In contrast, in most Indian cities, even in their busiest areas, pavements either do not exist or are occupied by hawkers and shops, forcing pedestrians to walk on streets with traffic speeding past. Further, while exploring Tokyo, Kyoto and Osaka, we were put at ease because public spaces are flooded with lighting from streets and shops and restaurants that stay open till past 3 am.

Conversely, some Latin American and South African cities with high crime rates struggle to cultivate safe, vibrant local cultures where residents can move around freely, which hampers ease of living.

Following directives

Today, while preventive actions were taken for the Covid-19 emergency, Tokyo did not have a city lockdown.

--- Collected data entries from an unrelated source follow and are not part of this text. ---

PR #171, opened 2026-08-08
feat: include project names in Telegram notifications

### LINKED ISSUE #168: [feature] Include the project name in Telegram notifications
## Problem

Telegram notifications never say which project a task belongs to. `sendTelegramNotification` in `packages/shared/src/telegram.ts` builds the message from the task title and the status transition only:

```ts
const text = `📋 *${escapeMarkdown(displayTitle)}*\n${escapeMarkdown(transition)}`;
```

Citizens followed government directives and the police did not need to enforce rules.

Shopping malls, salons and restaurants remain open. Thoughtful policies appear to be keeping people safe without infringing on their quality of life.

For instance, in addition to sanitisation, temperature checks and other protective measures, new orders restrict eateries from playing loud music, which compels people to raise their voices to be heard. This follows research stating that talking loudly produces droplets that can potentially transmit the virus.

Even before the outbreak, a mask-wearing culture has existed in Japan for years. People cover their faces in the winter to protect themselves from the flu, and in the spring to avoid getting hay fever.

These Japanese examples of urban policy and planning stem from innovation, attention to detail and efficient implementation. While Covid-19 may have exacerbated various problems, best practices, though idealistic, are a useful benchmark to work towards.

Every city and culture faces a unique set of challenges, but the process of overcoming these challenges and transforming them into advantages can be useful lessons for cities around the world – and for more optimal hotel rooms.

Kadambari Shah is a senior associate and Harshita Agrawal is an associate at IDFC Institute.